§ **Task objective**: For the entries below, print exactly the lines between the line holding "- open Redis" and the line holding "The right-side sheet", inclusive, and nothing else.
[[ Records to use open ]]
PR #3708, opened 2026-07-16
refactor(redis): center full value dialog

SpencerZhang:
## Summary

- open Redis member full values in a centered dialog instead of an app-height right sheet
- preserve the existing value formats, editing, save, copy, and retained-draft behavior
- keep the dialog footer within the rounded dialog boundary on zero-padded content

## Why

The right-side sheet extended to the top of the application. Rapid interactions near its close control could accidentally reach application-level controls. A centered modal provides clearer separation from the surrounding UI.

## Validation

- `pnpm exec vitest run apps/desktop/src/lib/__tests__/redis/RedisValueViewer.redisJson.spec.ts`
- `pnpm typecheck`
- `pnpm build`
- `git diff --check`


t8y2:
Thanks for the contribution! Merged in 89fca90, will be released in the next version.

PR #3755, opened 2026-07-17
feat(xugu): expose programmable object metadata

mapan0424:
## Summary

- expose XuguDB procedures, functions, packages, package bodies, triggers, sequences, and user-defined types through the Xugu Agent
[[ Records to use closed ]]
[[ Records to use open ]]
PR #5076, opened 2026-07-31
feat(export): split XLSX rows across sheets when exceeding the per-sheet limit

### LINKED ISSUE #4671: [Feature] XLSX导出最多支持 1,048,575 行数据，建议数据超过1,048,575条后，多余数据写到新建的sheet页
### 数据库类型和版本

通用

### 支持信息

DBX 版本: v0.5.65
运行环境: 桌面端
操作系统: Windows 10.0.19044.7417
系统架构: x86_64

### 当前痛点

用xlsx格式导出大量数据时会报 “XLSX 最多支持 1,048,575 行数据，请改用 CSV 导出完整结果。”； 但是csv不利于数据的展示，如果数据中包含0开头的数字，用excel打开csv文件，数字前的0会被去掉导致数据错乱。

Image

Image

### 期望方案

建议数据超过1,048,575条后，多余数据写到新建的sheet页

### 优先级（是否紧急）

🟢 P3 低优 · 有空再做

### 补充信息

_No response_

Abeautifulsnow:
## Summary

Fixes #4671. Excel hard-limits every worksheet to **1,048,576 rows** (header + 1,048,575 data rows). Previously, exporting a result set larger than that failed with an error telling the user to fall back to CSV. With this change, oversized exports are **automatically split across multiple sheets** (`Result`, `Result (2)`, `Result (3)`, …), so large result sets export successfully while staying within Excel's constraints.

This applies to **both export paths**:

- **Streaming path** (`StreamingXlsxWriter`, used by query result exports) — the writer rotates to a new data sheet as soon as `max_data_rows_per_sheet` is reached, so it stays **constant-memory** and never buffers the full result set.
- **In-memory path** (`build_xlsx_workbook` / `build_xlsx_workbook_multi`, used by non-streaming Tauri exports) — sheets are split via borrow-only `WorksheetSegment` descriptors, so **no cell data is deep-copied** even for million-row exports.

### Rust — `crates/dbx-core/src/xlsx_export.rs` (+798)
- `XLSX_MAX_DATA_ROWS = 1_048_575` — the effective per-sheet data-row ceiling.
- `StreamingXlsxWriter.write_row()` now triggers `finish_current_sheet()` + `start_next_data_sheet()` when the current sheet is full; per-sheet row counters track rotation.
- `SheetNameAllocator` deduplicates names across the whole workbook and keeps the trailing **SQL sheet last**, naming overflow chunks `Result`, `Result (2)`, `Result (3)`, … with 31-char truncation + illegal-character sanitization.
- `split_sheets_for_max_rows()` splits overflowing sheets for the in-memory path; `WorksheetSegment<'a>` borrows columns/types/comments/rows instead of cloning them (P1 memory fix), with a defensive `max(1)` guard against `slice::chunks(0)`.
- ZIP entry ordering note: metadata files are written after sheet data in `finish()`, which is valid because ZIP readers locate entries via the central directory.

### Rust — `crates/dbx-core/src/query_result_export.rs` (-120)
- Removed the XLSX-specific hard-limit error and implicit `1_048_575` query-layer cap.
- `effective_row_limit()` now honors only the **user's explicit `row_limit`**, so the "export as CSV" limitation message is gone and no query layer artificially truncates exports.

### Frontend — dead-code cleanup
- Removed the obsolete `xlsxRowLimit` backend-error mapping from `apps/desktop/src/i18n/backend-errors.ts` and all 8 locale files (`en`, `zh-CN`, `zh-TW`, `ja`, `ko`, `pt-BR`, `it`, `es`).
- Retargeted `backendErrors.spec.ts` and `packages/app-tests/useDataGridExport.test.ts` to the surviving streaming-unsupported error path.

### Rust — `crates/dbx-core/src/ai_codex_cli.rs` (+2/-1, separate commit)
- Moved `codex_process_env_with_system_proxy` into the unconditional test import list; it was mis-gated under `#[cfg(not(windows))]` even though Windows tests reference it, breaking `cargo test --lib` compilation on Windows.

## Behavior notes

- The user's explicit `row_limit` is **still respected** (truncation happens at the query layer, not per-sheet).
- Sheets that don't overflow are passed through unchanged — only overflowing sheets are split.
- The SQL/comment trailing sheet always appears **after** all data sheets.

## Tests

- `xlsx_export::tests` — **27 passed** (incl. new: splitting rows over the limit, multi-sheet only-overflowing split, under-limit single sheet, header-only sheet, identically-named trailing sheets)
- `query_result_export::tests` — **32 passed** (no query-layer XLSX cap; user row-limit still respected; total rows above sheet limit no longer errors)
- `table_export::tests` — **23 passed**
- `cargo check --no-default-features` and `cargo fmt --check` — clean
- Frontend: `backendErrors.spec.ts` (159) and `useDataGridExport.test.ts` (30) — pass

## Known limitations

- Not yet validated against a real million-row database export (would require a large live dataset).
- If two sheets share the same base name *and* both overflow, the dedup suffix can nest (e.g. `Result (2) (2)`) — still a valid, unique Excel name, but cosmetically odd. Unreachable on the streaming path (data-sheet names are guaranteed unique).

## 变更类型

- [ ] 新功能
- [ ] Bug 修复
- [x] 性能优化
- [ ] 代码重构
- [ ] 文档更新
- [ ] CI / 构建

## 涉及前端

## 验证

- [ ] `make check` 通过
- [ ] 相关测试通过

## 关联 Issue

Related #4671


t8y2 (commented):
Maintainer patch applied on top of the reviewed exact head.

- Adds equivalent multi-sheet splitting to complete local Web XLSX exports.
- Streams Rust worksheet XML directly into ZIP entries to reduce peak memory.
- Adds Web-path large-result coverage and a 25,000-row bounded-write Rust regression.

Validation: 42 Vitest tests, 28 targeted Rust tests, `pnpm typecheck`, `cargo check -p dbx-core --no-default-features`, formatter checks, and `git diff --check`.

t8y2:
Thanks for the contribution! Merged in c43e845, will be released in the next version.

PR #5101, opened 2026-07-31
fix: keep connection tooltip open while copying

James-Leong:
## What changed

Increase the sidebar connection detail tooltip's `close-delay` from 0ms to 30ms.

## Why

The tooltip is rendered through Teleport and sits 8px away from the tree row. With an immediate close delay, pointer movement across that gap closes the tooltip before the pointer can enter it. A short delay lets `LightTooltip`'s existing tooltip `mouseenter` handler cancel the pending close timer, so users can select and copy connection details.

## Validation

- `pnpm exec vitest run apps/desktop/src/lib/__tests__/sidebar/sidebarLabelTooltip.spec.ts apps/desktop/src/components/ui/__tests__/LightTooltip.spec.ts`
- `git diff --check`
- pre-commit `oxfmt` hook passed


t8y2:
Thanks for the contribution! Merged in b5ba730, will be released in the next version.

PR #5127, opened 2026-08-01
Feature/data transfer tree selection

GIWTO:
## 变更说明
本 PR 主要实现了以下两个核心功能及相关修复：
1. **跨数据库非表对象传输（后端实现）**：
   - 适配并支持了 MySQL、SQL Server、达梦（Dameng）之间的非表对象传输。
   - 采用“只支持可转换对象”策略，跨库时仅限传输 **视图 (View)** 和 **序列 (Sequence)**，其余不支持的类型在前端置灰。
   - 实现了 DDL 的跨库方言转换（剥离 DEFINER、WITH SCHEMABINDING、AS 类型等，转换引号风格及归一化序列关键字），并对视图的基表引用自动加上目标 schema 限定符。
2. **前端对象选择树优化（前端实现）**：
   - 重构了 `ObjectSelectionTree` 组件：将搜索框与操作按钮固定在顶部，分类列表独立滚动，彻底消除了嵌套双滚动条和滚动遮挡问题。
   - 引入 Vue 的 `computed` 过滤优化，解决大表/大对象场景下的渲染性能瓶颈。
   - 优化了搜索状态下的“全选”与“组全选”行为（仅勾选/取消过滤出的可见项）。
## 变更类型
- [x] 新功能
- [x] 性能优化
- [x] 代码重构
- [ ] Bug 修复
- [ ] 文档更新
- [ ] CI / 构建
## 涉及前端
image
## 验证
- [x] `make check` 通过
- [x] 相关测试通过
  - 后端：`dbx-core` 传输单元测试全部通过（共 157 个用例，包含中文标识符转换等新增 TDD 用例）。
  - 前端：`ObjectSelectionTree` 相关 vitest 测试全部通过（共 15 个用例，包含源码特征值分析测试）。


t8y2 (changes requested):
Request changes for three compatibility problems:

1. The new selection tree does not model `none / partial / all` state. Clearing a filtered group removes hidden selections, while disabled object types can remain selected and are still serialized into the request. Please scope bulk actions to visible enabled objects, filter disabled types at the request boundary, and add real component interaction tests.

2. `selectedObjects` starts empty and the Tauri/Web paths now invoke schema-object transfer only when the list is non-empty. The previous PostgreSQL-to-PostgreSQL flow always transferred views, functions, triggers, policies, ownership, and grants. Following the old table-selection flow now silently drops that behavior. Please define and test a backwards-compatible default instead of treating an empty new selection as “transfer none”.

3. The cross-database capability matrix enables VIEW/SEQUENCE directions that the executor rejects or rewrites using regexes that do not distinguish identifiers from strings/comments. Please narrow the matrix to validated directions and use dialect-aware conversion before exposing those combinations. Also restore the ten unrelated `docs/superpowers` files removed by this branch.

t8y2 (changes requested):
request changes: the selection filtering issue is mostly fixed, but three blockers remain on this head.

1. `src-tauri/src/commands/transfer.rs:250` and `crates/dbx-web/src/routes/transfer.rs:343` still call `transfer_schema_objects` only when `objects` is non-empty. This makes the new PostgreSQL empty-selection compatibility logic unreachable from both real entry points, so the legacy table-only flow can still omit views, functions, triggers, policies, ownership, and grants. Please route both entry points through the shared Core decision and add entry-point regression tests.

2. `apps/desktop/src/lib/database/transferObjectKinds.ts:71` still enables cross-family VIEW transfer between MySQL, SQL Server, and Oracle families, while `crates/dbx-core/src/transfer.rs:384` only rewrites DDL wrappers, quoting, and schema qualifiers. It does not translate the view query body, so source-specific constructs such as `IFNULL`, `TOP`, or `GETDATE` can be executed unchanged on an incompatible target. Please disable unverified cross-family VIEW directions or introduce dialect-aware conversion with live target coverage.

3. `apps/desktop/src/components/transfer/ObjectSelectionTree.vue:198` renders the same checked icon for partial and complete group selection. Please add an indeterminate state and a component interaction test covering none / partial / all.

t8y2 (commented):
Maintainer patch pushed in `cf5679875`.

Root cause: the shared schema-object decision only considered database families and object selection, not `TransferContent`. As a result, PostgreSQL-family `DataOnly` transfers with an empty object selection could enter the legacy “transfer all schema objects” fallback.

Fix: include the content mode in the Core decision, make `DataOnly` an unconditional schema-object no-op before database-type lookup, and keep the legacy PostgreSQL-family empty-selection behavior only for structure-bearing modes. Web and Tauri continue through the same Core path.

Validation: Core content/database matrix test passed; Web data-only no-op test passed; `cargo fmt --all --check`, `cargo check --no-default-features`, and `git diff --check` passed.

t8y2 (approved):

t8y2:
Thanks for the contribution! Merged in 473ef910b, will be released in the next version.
[[ Records to use closed ]]
§ **Answer to the problem**:
- open Redis member full values in a centered dialog instead of an app-height right sheet
- preserve the existing value formats, editing, save, copy, and retained-draft behavior
- keep the dialog footer within the rounded dialog boundary on zero-padded content

## Why

The right-side sheet extended to the top of the application. Rapid interactions near its close control could accidentally reach application-level controls. A centered modal provides clearer separation from the surrounding UI.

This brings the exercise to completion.